Day 3: wishes

I remember that day. The day before we were told that we had to write letters to our parents. When I woke up that morning I knew what I wanted to write about.

It seemed cliche, rolling over to say hello to my new friend. Finding nothing but an empty bed with the blanket falling off on one side. Before I knew, I knew.

It was like my soul was in disbelief while my brain already knew what happened. He was gone. Juan-Pablo Sutton was never coming back. And all that was left was his glasses, with a big crack on one of the lenses. I had seen it all before screaming.

Why did I scream, I don't know. I just knew I was scared. I might've been next. All that anxiety came in a minute.

No one noticed that Juan-Pablo was gone. Not until I pointed a shaky finger to his bed, they saw and gasped loudly. By now the whole cabin of kids gathered staring and whispering around the empty bed. It should have been ten kids there that morning, but there was only eight.

Eight. Only eight. Two gone. Ten minus two is eight!

I think at this point we all knew we weren't safe. I hoped they understood anyways, it seemed most of them shrugged it off because they didn't care. Or because they didn't know Juan-Pablo. I'm not sure. But I am sure that from that day on no one liked me or sympathized with me. Even during breakfast, the kids from other groups would make funny faces at me.

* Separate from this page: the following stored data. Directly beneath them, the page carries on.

PR #484, opened 2025-09-22
fix: metadata endpoint

clostao:
## Problem

I misused the `handleInternalError` when it applied to `handleInternalErrorResult` this created a double nested Result object. The returning value of the endpoint was `{value: OffchainMetadata}` when the SDK is expecting just `OffchainMetadata`

## Solution 

Update the error handler `handleInternalErrorResult` for getting a single `Result` object so the returned value is the expected by the SDK

### DIFF
--- a/apps/backend/src/app/controllers/object.ts
+++ b/apps/backend/src/app/controllers/object.ts
@@ -183,7 +183,7 @@ objectController.get(
   asyncSafeHandler(async (req, res) => {
     const { cid } = req.params
 
-    const metadataResult = await handleInternalError(
+    const metadataResult = await handleInternalErrorResult(
       ObjectUseCases.getMetadata(cid),
       'Failed to get metadata',
     )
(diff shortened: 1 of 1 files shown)


clostao:
> ### Bug: Inconsistent Metadata Handling
> The `/object/:cid/metadata` endpoint now returns `200 OK` with a `null` body when metadata is not found, instead of a `404 Not Found` error. This occurs because the null check for `metadata` was removed, even though the underlying use case can return a successful result with a null value. This behavior is inconsistent with other similar endpoints in the controller that handle missing data with a `404`.

This incorrect, the use case in case of not having found the metadata entry returns an `ObjectNotFound` error:

```ts
  const entry = await metadataRepository.getMetadata(cid)
  if (!entry) {
    logger.info('No metadata found for object (cid=%s)', cid)
    return err(new ObjectNotFoundError(`Object with cid=${cid} not found`))
  }
``` 

This error is handled by the handleError method that maps this error to a HTTP 404 error

teor2345 (commented):
Looks good, thanks!

PR #486, opened 2025-09-22
Buy credits backend

clostao:


clostao:
@cursor review

apps/backend/src/infrastructure/repositories/users/intents.ts
```diff
@@ -0,0 +1,80 @@
...
+  const db = await getDatabase()
+  const result = await db.query<DBIntent>(
+    'UPDATE intents SET status = $1, user_public_id = $2, tx_hash = $3, deposit_amount = $4 WHERE id = $5 RETURNING *',
+    [
+      intent.status,
+      intent.userPublicId,
+      intent.txHash ?? null,
+      intent.depositAmount?.toString() ?? null,
+      intent.id,
+    ],
```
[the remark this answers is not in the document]
clostao: Nope, added

apps/backend/migrations/sqls/20250915125036-payments-up.sql
```diff
@@ -0,0 +1,9 @@
+
+CREATE TABLE intents (
+  id VARCHAR(255) PRIMARY KEY,
+  user_public_id VARCHAR(255) NOT NULL,
+  status VARCHAR(32) NOT NULL,
+  tx_hash VARCHAR(255),
+  deposit_amount VARCHAR(255),
```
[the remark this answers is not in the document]
clostao: Makes sense

apps/backend/src/app/controllers/intents.ts
```diff
@@ -0,0 +1,107 @@
...
+    }
+
+    const result = await handleInternalErrorResult(
+      IntentsUseCases.getIntent(req.params.id),
+      'Failed to get intent',
+    )
+    if (result.isErr()) {
+      handleError(result.error, res)
+      return
+    }
```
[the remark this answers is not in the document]
clostao: Makes sense, added

apps/backend/migrations/sqls/20250915125036-payments-up.sql
```diff
@@ -0,0 +1,9 @@
...
+  price_per_mb float
```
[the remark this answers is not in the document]
clostao: This is being updated for using transaction byte fee + premium defaults to '400%'

apps/backend/package.json
```diff
@@ -23,6 +23,7 @@
     "@auto-drive/s3": "workspace:*",
     "@auto-files/rpc-apis": "workspace:*",
     "@autonomys/asynchronous": "^1.5.15",
+    "@autonomys/auto-consensus": "^1.5.18",
```
jfrank-summit, line 26: I would update the rest of the packages too as sometimes there will be resolution issues with multiple versions.

apps/backend/src/config.ts
```diff
@@ -65,6 +65,7 @@ export const config = {
     contractAddress: getAddress(env('EVM_CHAIN_CONTRACT_ADDRESS')),
     confirmations: Number(env('EVM_CHAIN_CONFIRMATIONS', '12')),
     checkInterval: Number(env('EVM_CHAIN_CHECK_INTERVAL', '30000')),
+    premiumPct: Number(env('EVM_CHAIN_PREMIUM_PCT', '4.00')), // 400% premium
```
jfrank-summit, line 68: The naming here is confusing. If a variable has Pct or Percent in its name, I usually expect it to be divided by 100 before use (so 4.00 → 0.04 = 4%). Since the code is using it directly as a factor, maybe `priceMultiplier` would be clearer. In that case 4.0 would mean a 300% premium (final price = 4× base), which avoids the “is this 4% or 400%?” ambiguity.

apps/backend/package.json
clostao: I'd prefer update them in the feature branch once, for avoiding intermediary conflicts merging

apps/backend/src/config.ts
clostao: Updated to `priceMultiplier` in name and calculation

jfrank-summit: Did you push? I don't see the update.

PR #492, opened 2025-09-24
fix: downloads when user not logged in

clostao:
## Description

Downloads for unlogged users were failing because `@autonomys/auto-drive@<1.5.8` didn't allowed none authenticated users.


jfrank-summit (approved):
LGTM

The worst part was that the camp leaders never did anything because all day and in between activities they would get together and whisper. Whisper whisper whisper all day long. That only made me feel worse like the world was ending and no one did anything about it.

Turns out I was only half right.

As you can imagine, some of the leaders pretended nothing has been going on and pretended to be ecstatic whenever we did activities. Like when we were doing arts and crafts and I said the reason my bracelet was going to be blue was that I was sad and the camp leader for that day just said 'don't be sad! This is Camp Crescent Moon where we make your dreams come true!' which was just the motto for Camp Crescent Moon.

And let me tell you, that ticked me off. So much so I may have pushed her and knocked her over. And maybe begged to be brought home... while sobbing.

Instead of letting a distressed child call their parents or giving them a self-confidence boost, I HAD TO SIT IN A CLOSET FOR TWO HOURS!!

It was dark, it smelled like chemicals and when I had to go pee they said to hold it! I'm sorry if my emotions have spilled over, but, in my defense, I was only ten-years-old.

Anyhow, it was noon. Time to write letters to home. This is what I wrote.

Dear mom and dad,

Please send me home. I hate it here. They made me stay in a closet for a long time. Also, two kids went missing. I'm scared. I think I'm next. Tell them to send me back home.

Please and love,

Amanda Hatfield

Thankfully the camp leaders didn't check the letter before collecting them. I thought then all my worries would wash away and I could go home and bury my face in pillows pretending like it was a perfect dream.

Well, that ended quickly. That night I was feeling homesick so I walked a lap around the cabin, stupidly without someone. And that's when I saw it, the horrible thing. Shining in the white light behind the cabin making fun of my fears. A thing so simple turned to a murderous object.

It was a barbie toothbrush.Covered in blood. And on the handle, written in black sharpie, was the name:

J-P. Sutton

All that came out of me was a gasp followed by my scream. It wasn't time for bed yet so our camp leader was just hanging around with us. Well, he rushed over. I heard him stop suddenly before grabbing my shoulders and say something into his walkie-talkie. But I didn't know what he said, every sound and sight was muffled and blurry. Blurry from my tears.

Soon I found myself in an office eating a cheaply made cookie and drinking water that tasted weird. Around me, all the camp leaders were shouting and having arguments. They mention 'the kids' and 'trouble' a lot. I knew they meant us, but what I didn't understand was why thought they were going to be in trouble.

I did find out years later though. Tore me to pieces. But that's not important right now. What is important is when the camp leaders finally noticed me sitting in the corner of the room. One of them sighed deeply and sat next to me in front of a desk. He typed something out and grabbed a wired phone on the desk and typed in some numbers. The camp leader started to talk into the phone, before giving it to me.

It was my mom. I think she was crying, she asked a million questions none of which I remember. I do remember crying too that I wanted to go home. Mom promised me she would try her best to get me out of as soon as possible. I wished she kept that promise.

More tears later it's probably midnight and I'm sobbing under the covers. I'm not sure when I fell asleep. I just remember my face being all wet and noticing the smell of pinewood all sound me. Oh and of course the sound of students gasping over the fact that another kid disappeared.

Seven left. Strange how we were the only group with missing kids. A camp full of children and it just happened to be my group that was chosen for whatever god knows what. I just wish I knew why. That's all. A tiny wish. I'll regret wishing that though. Because now I wish I could erase my memories and pretend as nothing happened.